Un voto che conferma l’attaccamento del popolo boliviano al Partito socialista, il Mas, ma senza Evo Morales e le oligarchie corrotte. Questa in estrema sintesi una delle ragioni della schiacciante vittoria di Luis Arce, candidato del Mas, alle ultime elezioni in Bolivia, secondo il vescovo di Pando, Eugenio Coter.
Due sono le ragioni che hanno spinto l’elettorato verso questo orientamento, argomenta con noi al telefono il vicario apostolico: «anzitutto la non credibilità dell’alternativa rappresentata dall’Alleanza Comunidad Ciudadana, o Citizen Community di Carlos Mesa, e poi il fatto che l’area rurale, con i suoi piccoli e medi agricoltori, è da sempre una roccaforte del Partito socialista: le classi medio basse si sono identificate nel progetto del Mas, ripulito della classe dirigente di Morales».
La vittoria schiacciante di Luis Arce candidato del Movimento Al Socialismo, con oltre il 52% dei voti, ha sorpreso molti osservatori, compresa la stessa Conferenza Episcopale Boliviana.
Ma è chiaro che «una volta allontanato Evo Morales dal movimento, la gente ha continuato a credere nel partito senza “la cupola” della nomenclatura che reggeva il Paese al di fuori di ogni etica».
Si tratta anche di un «voto di protesta, di fronte alla non credibilità di Jeanine Áñez Chávez, Presidente ad interim dopo la “cacciata” di Morales. Janine secondo il vescovo non aveva favorito in nessun modo il popolo, anzi «è stata dalla parte dell’agro-business industriale. I piccoli contadini non si sono più sentiti rappresentati».
La Bolivia rimane un Paese contadino con enormi potenzialità e grandi ricchezze naturali, tutte da sviluppare, però. La Chiesa si interessa a fondo delle questioni socio-economiche che riguardano il popolo, rischiando in prima persona, e non stupisce che un pastore abbia a cuore anche l’aspetto politico per la difesa degli interessi degli ultimi: «il comandamento di amare Dio – spiega Coter – ci chiede anche di servire il prossimo». E lo si serve anche tramite il dialogo con la classe dirigente.
«Adesso in Bolivia si aprono nuovi scenari: c’è tutta una partita da giocare, adesso conosciamo qualcosa delle squadre che entreranno in campo», dice.
A proposito del futuro del Paese e della direzione da favorire, il vescovo afferma: «Io credo che dovremmo andare verso una socialdemocrazia, dove lo Stato è un regolatore e facilitatore nel generare processi economici, ma non un gestore assoluto. Serve uno Stato che non sia padrone delle imprese e una riforma per l’indipendenza dei poteri contro la corruzione».

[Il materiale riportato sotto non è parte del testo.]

PR #3093, opened 2021-10-31
New superpixel algorithm (F-DBSCAN)

scloke:
Implementation of a new superpixel algorithm, "Accelerated superpixel image segmentation with a parallelized DBSCAN algorithm".

```
force_builders=Linux x64,Win64,Mac,Android armeabi-v7a,Docs,iOS,Win32,ARMv7,ARMv8,Linux x64 Debug
```


modules/ximgproc/include/opencv2/ximgproc/scansegment.hpp
```diff
@@ -0,0 +1,127 @@
...
+#define __OPENCV_SCANSEGMENT_HPP__
+#ifdef __cplusplus
+
+#include <opencv2/core.hpp>
+
+namespace cv
+{
+	namespace ximgproc
+	{
+/** @brief Class implementing the F-DBSCAN (Accelerated superpixel image segmentation with a parallelized DBSCAN algorithm) superpixels
```
sturkmen72, line 65: please add
//! @addtogroup ximgproc_superpixel
//! @{

modules/ximgproc/include/opencv2/ximgproc/scansegment.hpp
```diff
@@ -0,0 +1,127 @@
...
+		@param threads Number of processing threads for parallelisation. Default -1 uses the maximum number
+		of threads. In practice, four threads is enough for smaller images and eight threads for larger ones.
+		@param merge_small merge small segments to give the desired number of superpixels. Processing is
+		much faster without merging, but many small segments will be left in the image.
+		The function initializes a ScanSegment object for the input image. It stores the parameters of
+		the image: image_width and image_height. It also sets the parameters of the F-DBSCAN superpixel
+		algorithm, which are: num_superpixels, threads, and merge_small.
+		*/
+		CV_EXPORTS_W cv::Ptr<ScanSegment> createScanSegment(int image_width, int image_height, int num_superpixels, int threads = -1, bool merge_small = true);
+	}
```
sturkmen72, line 124: please add
//! @}

modules/ximgproc/include/opencv2/ximgproc/scansegment.hpp
```diff
@@ -0,0 +1,127 @@
...
+		get the actual number.
+		@param threads Number of processing threads for parallelisation. Default -1 uses the maximum number
+		of threads. In practice, four threads is enough for smaller images and eight threads for larger ones.
+		@param merge_small merge small segments to give the desired number of superpixels. Processing is
+		much faster without merging, but many small segments will be left in the image.
+		The function initializes a ScanSegment object for the input image. It stores the parameters of
+		the image: image_width and image_height. It also sets the parameters of the F-DBSCAN superpixel
+		algorithm, which are: num_superpixels, threads, and merge_small.
+		*/
+		CV_EXPORTS_W cv::Ptr<ScanSegment> createScanSegment(int image_width, int image_height, int num_superpixels, int threads = -1, bool merge_small = true);
```
sturkmen72, line 123: please add
//! @}

modules/ximgproc/include/opencv2/ximgproc/scansegment.hpp
```diff
@@ -0,0 +1,127 @@
...
+#ifndef __OPENCV_SCANSEGMENT_HPP__
+#define __OPENCV_SCANSEGMENT_HPP__
+#ifdef __cplusplus
+
+#include <opencv2/core.hpp>
+
+namespace cv
+{
+	namespace ximgproc
+	{
```
sturkmen72, line 64: please add
//! @addtogroup ximgproc_superpixel
//! @{

modules/ximgproc/include/opencv2/ximgproc/scansegment.hpp
scloke: inserted the @addtogroup block as requested

modules/ximgproc/include/opencv2/ximgproc/scansegment.hpp
scloke: inserted the @addtogroup block as requested

sturkmen72: you should put in `scansegment.hpp`

scloke: my apologies. fixed the files.

sturkmen72:
@scloke first of all thank you for the contribution
as a common OpenCV user, after compilation, I tested using the following python code
and want to share my experience.

code :
```
img = cv.imread('d:/test/hajandrade.jpg')
ss = cv.ximgproc.createScanSegment(img.shape[1],img.shape[0],500,1,True)
tm = cv.TickMeter()
tm.start()
ss.iterate(img)
res = ss.getLabelContourMask(True)
tm.stop()
print(tm.getTimeMilli())
res = cv.cvtColor(res,cv.COLOR_GRAY2BGR)
res = cv.add(res,img)
cv.imshow("Output", res);
cv.waitKey()
cv.destroyAllWindows()
```

1. is it possible to create one instance of ScanSegment and use it for different-sized images?
2. giving `createScanSegment `different values to `threads` produces different results.

threads = 1

image

threads = 4 

image

scloke:
Hi,

Thanks for the comments. Appreciate it+++ Am a bit of a newbie at open source, so I will try and explain the background of this contribution in a bit of detail.

For this algorithm, it was developed to try and speed-up superpixel segmentation. The underlying principle is straightforward. What it does is to parallelise two important processes, which are: 1) the actual segmentation process which is DBSCAN based, and 2) the merging of small segments.

Normally DBSCAN is considered too slow for real-time image work, and quite hard to parallelise since many small segments are created and large segments formed by different processes will overlap. The innovation here is to limit the cluster size and convert the colour difference function to simple integer-based arithmetic. This can be processed very fast and segments are limited in size and hence don't overlap.

Similarly, merging of small segments is quite slow as I am using an adaptation of OpenCV's watershed algorithm. I managed to parallelise it efficiently by dividing it in the same way as the segmentation, and using a window with a surrounding margin of 1 pixel.

This explains a couple of things which you have noticed. 1) The inverted-T pattern flows from the way that the DBSCAN clustering works. If you have a large homogenous textureless image, this pattern is repeated throughout. 2) The use of 4 threads shows a clear horizontal and vertical division, and this comes from the merging algorithm. 3) the output is deterministic when the number of threads is fixed (this is in the comments of the .hpp file), but different threads counts will give different segmentation results. 4) using the initialisation function will only allocated the buffers. Each run of the iterate function will segment a new image using the allocated buffers. No problems.

This algorithm has an O(n2) complexity (quadratic), so it is better for smaller images. When tested on the Berkeley Segmentation Dataset (smaller images), it is about six times faster than SEEDS or any of the other OpenCV algorithms (the new algorithm is F-DBSCAN on the chart).

Fig6

The segmentation accuracy is about the same as the OpenCV routines.
Fig9

When tested on this random 2 megapixel image on my hard drive with 200 superpixels, it gave 199 segments. In comparison, SEEDS gave 144 segments using the default settings. Runtime was about 32.9 s for 1000 iterations for F-DBSCAN and 58.3 s for 1000 iterations for SEEDS on a 10-core i9 Windows machine.

**Original**
7bda7bd38a24f2d02c8e80acf8e966d2

**F-DBSCAN**
7bda7bd38a24f2d02c8e80acf8e966d2_Segmented_199

**SEEDS**
7bda7bd38a24f2d02c8e80acf8e966d2_Seeds_144

The original algorithm was written in ISO C++ 17.0, so I had to adapt it to C++ 11.0 for OpenCV and use the inbuilt parallelisation routines. The speed is different from the original, but the segmentation accuracy should be the same, so I intend to submit this first and if it is approved, then I will use the finalised code to build a short comparison sample program to test performance against the other OpenCV algorithms. I will also write a proper guide on usage with examples.

SC

modules/ximgproc/include/opencv2/ximgproc/scansegment.hpp
```diff
@@ -0,0 +1,132 @@
...
+		//! @addtogroup ximgproc_superpixel
+		//! @{
```
alalek, line 66: Please avoid indentation in namespaces.

modules/ximgproc/include/opencv2/ximgproc/scansegment.hpp
```diff
@@ -0,0 +1,132 @@
...
+//
+//  IMPORTANT: READ BEFORE DOWNLOADING, COPYING, INSTALLING OR USING.
+//
+//  By downloading, copying, installing or using the software you agree to this license.
+//  If you do not agree to this license, do not download, install,
+//  copy or use the software.
+//
+//
+//                           License Agreement
+//                For Open Source Computer Vision Library
```
alalek, line 11: Please use short license header: https://github.com/opencv/opencv/wiki/Coding_Style_Guide#file-structure

```
//
// Copyright (C) 2021, Dr Seng Cheong Loke (lokesengcheong@gmail.com)
```

modules/ximgproc/include/opencv2/ximgproc/scansegment.hpp
```diff
@@ -0,0 +1,132 @@
...
+// loss of use, data, or profits; or business interruption) however caused
+// and on any theory of liability, whether in contract, strict liability,
+// or tort (including negligence or otherwise) arising in any way out of
+// the use of this software, even if advised of the possibility of such damage.
+//
+//
+
+/*
+ * BibTeX reference
+@article{loke2021accelerated,
```
alalek, line 44: Please move this into this file: https://github.com/opencv/opencv_contrib/blob/4.x/modules/ximgproc/doc/ximgproc.bib

(preserve alpha-numeric order)

modules/ximgproc/include/opencv2/ximgproc/scansegment.hpp
```diff
@@ -0,0 +1,132 @@
...
+  pages={1--16},
+  year={2021},
+  publisher={Springer}
+}
+*/
+
+
+#ifndef __OPENCV_SCANSEGMENT_HPP__
+#define __OPENCV_SCANSEGMENT_HPP__
+#ifdef __cplusplus
```
alalek, line 57: 1. `OPENCV_XIMGPROC_SCANSEGMENT_HPP`
2. remove `#ifdef __cplusplus` as C++ (even C++11) is prerequisite.

modules/ximgproc/src/scansegment.cpp
```diff
@@ -0,0 +1,926 @@
...
+		{
+			return makePtr<ScanSegmentImpl>(image_width, image_height, num_superpixels, threads, merge_small);
+		}
+
+		ScanSegmentImpl::ScanSegmentImpl(int image_width, int image_height, int num_superpixels, int threads, bool merge_small)
+		{
+			// set the number of process threads
+			processthreads = std::thread::hardware_concurrency();
+			if (threads > 0) {
+				processthreads = MIN(processthreads, threads);
```
alalek, line 229: As different "threads" values provide different results it is better to avoid changing this parameter depending on runtime environment.

It makes sense to rename this parameter to "slices" or similar.

modules/ximgproc/src/scansegment.cpp
```diff
@@ -0,0 +1,926 @@
...
+			indexProcessVec[processthreads - 1] = std::make_pair(processCurrent, indexSize);
+
+			// create buffers and initialise
+			std::vector<cv::Point> tempLoc{ cv::Point(-1, -1), cv::Point(0, -1), cv::Point(1, -1), cv::Point(-1, 0), cv::Point(1, 0), cv::Point(-1, 1), cv::Point(0, 1), cv::Point(1, 1) };
+			neighbourLoc = static_cast<cv::Point*>(malloc(8 * sizeof(cv::Point)));
+			memcpy(neighbourLoc, tempLoc.data(), 8 * sizeof(cv::Point));
+
+			labelsBuffer = static_cast<int*>(malloc(indexSize * sizeof(int)));
+			clusterBuffer = static_cast<int*>(malloc(indexSize * sizeof(int)));
+			pixelBuffer = static_cast<uchar*>(malloc(indexSize));
```
alalek, line 309: Manual memory management should be avoided (malloc/new).
Use `std::vector` or `cv::AutoBuffer` instead.

modules/ximgproc/src/scansegment.cpp
```diff
@@ -0,0 +1,926 @@
...
+
+			// set labels buffer to UNCLASSIFIED
+			std::fill(labelsBuffer, labelsBuffer + indexSize, UNCLASSIFIED);
+
+			// apply light blur
+			cv::medianBlur(src, src, 3);
+
+			// start at the center of the rect, then run through the remainder
+			labBuffer = reinterpret_cast<cv::Vec3b*>(src.data);
+			cv::parallel_for_(cv::Range(0, (int)indexNeighbourVec.size()), PP1(reinterpret_cast<ScanSegmentImpl*>(this)));
```
alalek, line 433: BTW, C++11 allows to use lambdas here instead of manual ParallelLoopBody classes.

modules/ximgproc/src/scansegment.cpp
```diff
@@ -0,0 +1,926 @@
...
+					clusterBuffer[currentClusterIndex + 1] = offsetEnd;
+				}
+			}
+		}
+
+		void ScanSegmentImpl::calculateCluster(int* offsetBuffer, int* offsetEnd, int pointIndex, int currentClusterID)
+		{
+			for (int i = 0; i < neighbourCount; i++) {
+				if (*offsetEnd < clusterSize) {
+					int intoffset2 = pointIndex + neighbourLocBuffer[i];
```
alalek, line 568: indentation is 4 spaces (no tabs)

alalek (commented):
Thank you for contribution!

modules/ximgproc/include/opencv2/ximgproc/scansegment.hpp
scloke: extra indents removed on both the hpp and cpp files

modules/ximgproc/include/opencv2/ximgproc/scansegment.hpp
scloke: license agreement updated

modules/ximgproc/include/opencv2/ximgproc/scansegment.hpp
scloke: reference moved to ximgproc.bib. Bib file not in alpha-numeric order, so new reference added to the end.

modules/ximgproc/include/opencv2/ximgproc/scansegment.hpp
scloke: c++ def removed

modules/ximgproc/src/scansegment.cpp
scloke: parameter changed to slices. default slices set to 8. However, setting to -1 will use the maximum number of processing threads. If the number of cpu cores from std::thread::hardware_concurrency() is less than this setting, it will use the smaller of the two to set the number of processing threads.

modules/ximgproc/src/scansegment.cpp
scloke: tab indents replaced with 4 spaces

modules/ximgproc/src/scansegment.cpp
scloke: I would prefer to leave this unchanged as my editor (Visual Studio Community) can't compile C++ 11 directly. I can only set it to ISO C++ 14 or 17, so changing to lambdas may introduce errors which I can't check. Unless someone else can help :)

modules/ximgproc/src/scansegment.cpp
scloke: I did a test of malloc vs vector performance previously, and manual memory management is much more efficient.

Ran the following short test with a buffer size of 100000 over 100000 iterations. Results were malloc 1477646 us, vector 2696077 us, which is 45.2% faster.

void testMalloc(int iterate, int buffersize, int* malloctime, int* vectortime)
{
    auto tstart1 = std::chrono::high_resolution_clock::now();

    for (int i = 0; i < iterate; i++) {
        int* testBuffer = static_cast<int*>(malloc(buffersize * sizeof(int)));
        std::fill(testBuffer, testBuffer + buffersize, 0);
        free(testBuffer);
    }

    auto tend1 = std::chrono::high_resolution_clock::now();
    *malloctime = (int)std::chrono::duration_cast<std::chrono::microseconds>(tend1 - tstart1).count();

    auto tstart2 = std::chrono::high_resolution_clock::now();

    for (int i = 0; i < iterate; i++) {
        std::vector<int> testVector(buffersize);
        std::fill(testVector.begin(), testVector.end(), 0);
        testVector.resize(0);
    }

    auto tend2 = std::chrono::high_resolution_clock::now();
    *vectortime = (int)std::chrono::duration_cast<std::chrono::microseconds>(tend2 - tstart2).count();
}

alalek: >    std::vector<int> testVector(buffersize);
>    std::fill(testVector.begin(), testVector.end(), 0);

`std::vector` already initializes (with zeros) in constructor.
Your micro benchmark dooes this twice.

There is `cv::AutoBuffer<int, 0>` which doesn't initialize values on creation.

---

Manual memory management is not exception safe code.

modules/ximgproc/include/opencv2/ximgproc/scansegment.hpp
alalek: header guard should be renamed too (to include XIMGPROC in the name - see coding style at Wiki)

modules/ximgproc/src/scansegment.cpp
scloke: Thanks for the info. I used the autobuffer in the same way as in the CLAHE module, and the speed is the same as for malloc (approx). So I have changed the code to reflect this.

modules/ximgproc/include/opencv2/ximgproc/scansegment.hpp
scloke: sorry, missed this. Changed in code.

modules/ximgproc/src/scansegment.cpp
scloke: Hi, could I check if the removal of malloc and replacement with autobuffer is sufficient to ensure exception-safe code?

modules/ximgproc/src/scansegment.cpp
scloke: I had a think about this and set the number of processing threads to be equal to the default slices. This should ensure consistent results. The user is still able to change this value to another number or even -1, and this will offer the option of speeding the algorithm if consistent results is not a priority.

modules/ximgproc/src/scansegment.cpp
```diff
@@ -0,0 +1,880 @@
...
+
+    // set labels buffer to UNCLASSIFIED
+    std::fill(labelsBuffer, labelsBuffer + indexSize, UNCLASSIFIED);
+
+    // apply light blur
+    cv::medianBlur(src, src, 3);
+
+    // start at the center of the rect, then run through the remainder
+    labBuffer = reinterpret_cast<cv::Vec3b*>(src.data);
+    cv::parallel_for_(cv::Range(0, (int)indexNeighbourVec.size()), PP1(reinterpret_cast<ScanSegmentImpl*>(this)));
```
alalek, line 385: BTW, using of C++11 lambdas with parallel_for looks like:

```
    parallel_for_(Range(0, (int)indexNeighbourVec.size()), [&](const Range& range) {
        for (int i = range.start; i < range.end; i++) {
            OP1(i);
        }
    });
```


OP4 case:

```
    // copy back to labels mat
    parallel_for_(Range(0, (int)indexProcessVec.size()), [&](const Range& range) {
        for (int i = range.start; i < range.end; i++) {
            OP4(indexProcessVec[i]);
        }
    });
```

modules/ximgproc/src/scansegment.cpp
```diff
@@ -0,0 +1,880 @@
...
+    int smallClusters;                      // clusters below this pixel count are considered small for merging
+
+    cv::AutoBuffer<cv::Rect> _seedRects;    // autobuffer of seed rectangles
+    cv::AutoBuffer<cv::Rect> _seedRectsExt; // autobuffer of extended seed rectangles
+    cv::AutoBuffer<cv::Rect> _offsetRects;  // autobuffer of offset rectangles
+    cv::AutoBuffer<cv::Point> _neighbourLoc;// autobuffer of neighbour locations
+    cv::Rect* seedRects;					// array of seed rectangles
+    cv::Rect* seedRectsExt;					// array of extended seed rectangles
+    cv::Rect* offsetRects;					// array of offset rectangles
+    cv::Point* neighbourLoc;				// neighbour locations
```
alalek, line 70: In general it is dangerous to store dedicated RAW pointers (RAW pointers unable to control lifetime of allocated buffer).
Also it doesn't make sense as `.data()` method is fast as RAW pointer.
Moreover `operator [](size_t i)` would check index for valid range in debug builds.

alalek (commented):
Thank you for updates!

modules/ximgproc/src/scansegment.cpp
```diff
@@ -0,0 +1,880 @@
...
+
+// Get highest absolute channel difference in diff
+#define c_diff(ptr1,ptr2,diff)           \
+{                                        \
+db = std::abs((ptr1)[0] - (ptr2)[0]); \
+dg = std::abs((ptr1)[1] - (ptr2)[1]); \
+dr = std::abs((ptr1)[2] - (ptr2)[2]); \
+diff = ws_max(db, dg);                \
+diff = ws_max(diff, dr);              \
+assert(0 <= diff && diff <= 255);  \
```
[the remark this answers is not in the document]
scloke: substituted with CV_Assert()

modules/ximgproc/src/scansegment.cpp
```diff
@@ -0,0 +1,880 @@
...
+#include <numeric>
+#include <atomic>
+#include <thread>
+
+namespace cv {
+namespace ximgproc {
+//! @addtogroup ximgproc_superpixel
+//! @{
+
+class ScanSegmentImpl : public ScanSegment
```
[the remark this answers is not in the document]
scloke: done

modules/ximgproc/src/scansegment.cpp
```diff
@@ -0,0 +1,880 @@
...
+node = free_node;                   \
+free_node = storage[free_node].next; \
+storage[node].next = 0;             \
+storage[node].mask_ofs = mofs;      \
+storage[node].img_ofs = iofs;       \
+if (q[idx].last)                   \
+storage[q[idx].last].next = node; \
+else                                \
+q[idx].first = node;            \
+q[idx].last = node;                 \
```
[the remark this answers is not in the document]
scloke: indentation added

modules/ximgproc/src/scansegment.cpp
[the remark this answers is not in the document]
scloke: all C-style assert replaced with CV_Assert()

modules/ximgproc/src/scansegment.cpp
```diff
@@ -0,0 +1,880 @@
...
+
+CV_EXPORTS Ptr<ScanSegment> createScanSegment(int image_width, int image_height, int num_superpixels, int slices, bool merge_small)
+{
+    return makePtr<ScanSegmentImpl>(image_width, image_height, num_superpixels, slices, merge_small);
+}
+
+ScanSegmentImpl::ScanSegmentImpl(int image_width, int image_height, int num_superpixels, int slices, bool merge_small)
+{
+    // set the number of process threads
+    processthreads = std::thread::hardware_concurrency();
```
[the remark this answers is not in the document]
scloke: replaced

modules/ximgproc/src/scansegment.cpp
scloke: Thanks+++ Appreciate the help. I compiled on my system on C++ 14 and no problems.

modules/ximgproc/src/scansegment.cpp
scloke: The .data() method is new to me, so I used the CLAHE implementation code in OpenCV as a template to follow. The code that was used there converted the .data() to a RAW pointer:
    cv::AutoBuffer<int> _tileHist(histSize);
    int* tileHist = _tileHist.data();

There is a significant speed difference when converting to .data() without dedicated RAW pointers. I ran with and without dedicated RAW pointers over a thousand cycles, twice, and the speed difference was 31.1s (with RAW) vs 37.3s (without RAW). I managed to improve the speed a bit by converting the neighbourLoc to a pre-initialised buffer, but otherwise I left it unchanged.

I think that the use of RAW pointers in this case should be safe enough since they are sourced from the AutoBuffers which are initialised as class variables that are allocated and deallocated based on the lifetime of the class. The evidence of this is:
1) running several thousand cycles in both debug and release builds showed no instability / memory leaks / buffer overruns.
2) the CLAHE module in OpenCV uses the same method and there has be no report of instability

alalek: I really have several questions for such micro-benchmarks... No idea that they measure.

https://github.com/opencv/opencv/blob/ac4b592b4e550a0ced1977e9aa19e8059a796e3c/modules/core/include/opencv2/core/utility.hpp#L127-L142

scloke: From the code you quoted, .data() should give a straight reference to the aligned pointer of the data in the AutoBuffer. The operator should also function similarly. Hence, there should not be any speed difference as you said.

Previously, I ran the entire code to process the 2 MP image I described earlier 1000 times. Now I have written a microbenchmark to test the AutoBuffer specifically.

// test 10000 autobuffer with raw vs without raw
void testIterate(int iterate, int buffersize, int* rawtime, int* norawtime)
{
    cv::AutoBuffer<int> _testBuffer = cv::AutoBuffer<int>(buffersize);
    int* testBuffer = _testBuffer.data();
    std::fill(testBuffer, testBuffer + buffersize, 0);

    auto tstart1 = std::chrono::high_resolution_clock::now();

    for (int i = 0; i < iterate; i++) {
        for (int j = 0; j < buffersize; j++) {
            testBuffer[j] = 0;
            testBuffer[j] = testBuffer[j] + 1;
        }
    }

    auto tend1 = std::chrono::high_resolution_clock::now();
    *rawtime = (int)std::chrono::duration_cast<std::chrono::microseconds>(tend1 - tstart1).count();


    cv::AutoBuffer<int> testBuffer2 = cv::AutoBuffer<int>(buffersize);
    std::fill(testBuffer2.data(), testBuffer2.data() + buffersize, 0);

    auto tstart2 = std::chrono::high_resolution_clock::now();

    for (int i = 0; i < iterate; i++) {
        for (int j = 0; j < buffersize; j++) {
            testBuffer2.data()[j] = 0;
            testBuffer2.data()[j] = testBuffer2.data()[j] + 1;
        }
    }

    auto tend2 = std::chrono::high_resolution_clock::now();
    *norawtime = (int)std::chrono::duration_cast<std::chrono::microseconds>(tend2 - tstart2).count();
}

These were the results in Debug and Release mode respectively, with the numbers in microseconds, iterating 50000 times, with a buffer size of 50000.

DEBUG
Debug

RELEASE
Release

There is a large difference between the use of RAWs and without, so much so that I am wondering if this is a compiler optimisation effect we are looking at.

If this is so, then the use of RAW pointers may be easier for the compiler to optimise, hence the speed difference we are seeing.

What do you think?

scloke: I tried again using XCode on iOS, and here are the new values

DEBUG
iOS Debug

RELEASE
iOS Release

This time the release numbers are looking more like expected. Once again, compiler differences? I am open to suggestions and have kept both versions on my system. If you think that it's better to go completely without RAWs, then I will upload the new version. Do let me know.

alalek: Release difference is about 0.1% - measurement accuracy. I would say we don't loose performance here.
Debug difference is expected - `.data()` method and other functions are not inlined by default, more checks are involved to validate code assumptions (e.g, CV_DbgAssert). Usually debug builds are not tracked for performance.

It is better to replace RAW pointers from code safety/security perspective.

scloke: I have replaced the RAW pointers in the code except for labBuffer since this is taken from a Mat.data rather than an Autobuffer. This should be safe since the lifetime of the pointer is short (only used in OP1 and read just before invocation), and is read-only for operator values.

modules/ximgproc/src/scansegment.cpp
```diff
@@ -0,0 +1,772 @@
...
+        for (int x = seedRect.x; x < seedRect.x + seedRect.width; x++) {
+            expandCluster(offsetVec[v].data(), cv::Point(x, y));
+        }
+    }
+}
+
+void ScanSegmentImpl::OP2(std::pair<int, int> const& p)
+{
+    std::pair<int, int>& q = const_cast<std::pair<int, int>&>(p);
+    for (int i = q.first; i < q.second; i++) {
```
alalek, line 340: Why do we need this alias?

> `std::pair<int, int>& q = const_cast<std::pair<int, int>&>(p);`


---

The same note is about OP4

modules/ximgproc/include/opencv2/ximgproc/scansegment.hpp
```diff
@@ -0,0 +1,83 @@
...
+};
+
+/** @brief Initializes a ScanSegment object.
+
+The function initializes a ScanSegment object for the input image. It stores the parameters of
+the image: image_width and image_height. It also sets the parameters of the F-DBSCAN superpixel
+algorithm, which are: num_superpixels, threads, and merge_small.
+
+@param image_width Image width.
+@param image_height Image height.
```
alalek, line 71: BTW, prefer to use `Size image_size` instead of 2 dedicated values

modules/ximgproc/include/opencv2/ximgproc/scansegment.hpp
```diff
@@ -0,0 +1,83 @@
...
+namespace cv { namespace ximgproc {
+
+/** @brief Class implementing the F-DBSCAN (Accelerated superpixel image segmentation with a parallelized DBSCAN algorithm) superpixels
+algorithm by Loke SC, et al.
+
+The algorithm uses a parallelised DBSCAN cluster search that is resistant to noise, competitive in segmentation quality, and faster than
+existing superpixel segmentation methods. When tested on the Berkeley Segmentation Dataset, the average processing speed is 175 frames/s
+with a Boundary Recall of 0.797 and an Achievable Segmentation Accuracy of 0.944. The computational complexity is quadratic O(n2) and
+more suited to smaller images, but can still process a 2MP colour image faster than the SEEDS algorithm in OpenCV. The output is deterministic
+when the number of processing threads is fixed, and requires the source image to be in Lab colour format.
```
alalek, line 21: Please add `@cite loke2021accelerated` in this documentation section.

alalek (commented):
Pushed update with fixed coding style, added smoke test.

modules/ximgproc/include/opencv2/ximgproc/scansegment.hpp
scloke: I was thinking of this also, but in the end I went with following the pattern in createSuperpixelSEEDS which used two dedicated values. If you prefer cv::Size, let me know and I will change.

modules/ximgproc/include/opencv2/ximgproc/scansegment.hpp
scloke: added.

modules/ximgproc/src/scansegment.cpp
scloke: My apologies. This was some old code that got carried over. Have updated it.

alalek (approved):
Great job! Thank you for contribution :+1:

scloke:
My pleasure 😊

 

SC

scloke:
My pleasure :) SC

Certo, il presidente uscito dalle urne, Arce, «come ideologia è della linea più dura – spiega Coter – quella comunista, lo dice lui stesso, apertamente, e in questo senso la linea delle imprese di Stato è una probabilità».
Però c’è un margine di dialogo con l’attuale Parlamento, spiega il vescovo: «in questi mesi è cresciuta molto la forza dell’opposizione, per cui il governo è più controllato. E questo può essere uno spazio di dialogo anche per la Chiesa. C’è spazio per pensieri diversi in cui la Chiesa può continuare a far sentire la sua voce critica».
Inoltre, la crisi economica che si intravede pone «in un atteggiamento di maggior necessità di dialogo e rafforzamento sociale: genera una obbligata umiltà».
Continua a non esserci eguaglianza sociale nel Paese: «la classe politica anche durante il predominio del Mes era diventata una nomenclatura con la k. La prima vittime di questo sistema è stata la stampa, nel 2005/2006. Con la Chiesa ci hanno provato mille volte ma abbiamo resistito».
Una delle sfide per il futuro «è l’agricoltura diversificata, popolare e sussidiata tramite tagli alle imposte e apertura dei mercati. Sostenere la piccola e media agricoltura. E poi bisogna generare tutta la matrice produttiva». La strada della ripresa è lunga in Bolivia, ma la speranza è enorme e il cambiamento incoraggiante.